Shaftesbury Theatre
13/03/2013 by Buildington
The Shaftesbury Theatre - where the new dance show Burn The Floor opened last night - has been granted planning consent for the redevelopment of the Grade II* listed building. The theatre, an iconic landmark on Shaftesbury Avenue in London's West End, has had our proposals granted by Camden Council.

The project consists of internal and external alterations to the theatre's existing stagehouse and flytower, ensuring the long-term viability of the venue to accommodate large-scale, self-produced and touring productions.

Located at the corner of Shaftesbury Avenue and High Holborn, the Shaftesbury Theatre was originally designed by the renowned theatre architect Bertie Crewe and opened as New Princes Theatre in 1911. In 2002 the flytower was strengthened to increase capacity and in recent years has seen further temporary adaptations to accommodate larger shows. The proposed extension to the flytower, on the Eastern boundary of the building facing Grape Street, will increase its height and loading capacity, with the aim to eliminate the need for temporary adaptation in future.
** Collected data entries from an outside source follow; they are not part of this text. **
PR #517, opened 2020-05-15
Use annotation to pause chaos

### LINKED ISSUE #447: Use annotation of Chaos Object to pause experiment
## Feature Request

At present, If we want to pause an experiment, we need patch this object, such as: 

```
kubectl patch podchaos pod-kill-example --namespace chaos-testing --type merge --patch 'spec:
 paused: false'
``` 
I think this operation is complicated and incomprehensible. 

I recommend that we can use annotation of the object to pause experiment, in the way, we can pause the experiment using the following command: 

```
kubectl annotate podchaos pod-kill-example -n chaos-testing pause='true'
```

yeya24:

Fixes #447

### DIFF
--- a/api/v1alpha1/common_types.go
+++ b/api/v1alpha1/common_types.go
@@ -21,6 +21,8 @@ import (
 	ctrl "sigs.k8s.io/controller-runtime"
 )
 
+const PauseAnnotationKey = "admission-webhook.pingcap.com/pause"
+
 // SelectorSpec defines the some selectors to select objects.
 // If the all selectors are empty, all objects will be used in chaos experiment.
 type SelectorSpec struct {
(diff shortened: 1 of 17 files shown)


api/v1alpha1/common_types.go
```diff
@@ -21,6 +21,8 @@ import (
 	ctrl "sigs.k8s.io/controller-runtime"
 )
 
+const PauseAnnotationKey = "admission-webhook.pingcap.com/pause"
```
cwen0, line 24: This feature isn't related to `admission-webhook`, I think we can use the other key, eg: "experiment.pingcap.com/pause` or others.

yeya24: Make sense.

Simon Erridge, Project Director, said: "The extension to the flytower at the Shaftesbury Theatre is an exciting and important addition to the prominent Grade II* listed theatre and will ensure the future of the theatre to host large-scale productions. We look forward to working to deliver a design which not only transforms the theatre experience but creates a contemporary architectural addition to this important West End site."

The west face of the extension will incorporate dressing rooms and office accommodation, increasing and consolidating the theatre's support spaces which are currently housed in several locations across the site.
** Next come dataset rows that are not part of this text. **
PR #519, opened 2020-05-17
Add a script to generate go code from proto files

yeya24:

Add a script to generate go code from proto files.
We can easily run it via `make proto`


cwen0:
@fewdan PTAL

The design team's design approach employs distinctive cor-ten steel cladding, which responds to brick and terracotta in both the existing theatre facades and the adjacent King Edward's Mansions. The height of the proposed flytower corresponds to the height of the mansion blocks, having the effect of completing the Grade II* listed city block.

The continuous, faceted form reduces the visual massing of the flytower and creates a series of bays in the facade, which reflect the scale and grain of the adjacent mansion blocks.

James Williams, Chief Executive of the Shaftesbury Theatre, said: "Whilst maintaining the grace and beauty of the Shaftesbury we will now have a contemporary addition that will enhance the facilities of the Theatre giving us the capacity to accommodate the increasing demands of productions. We are thrilled with the benefits that this will bring to our customers, producers and actors visiting and working at the Shaftesbury."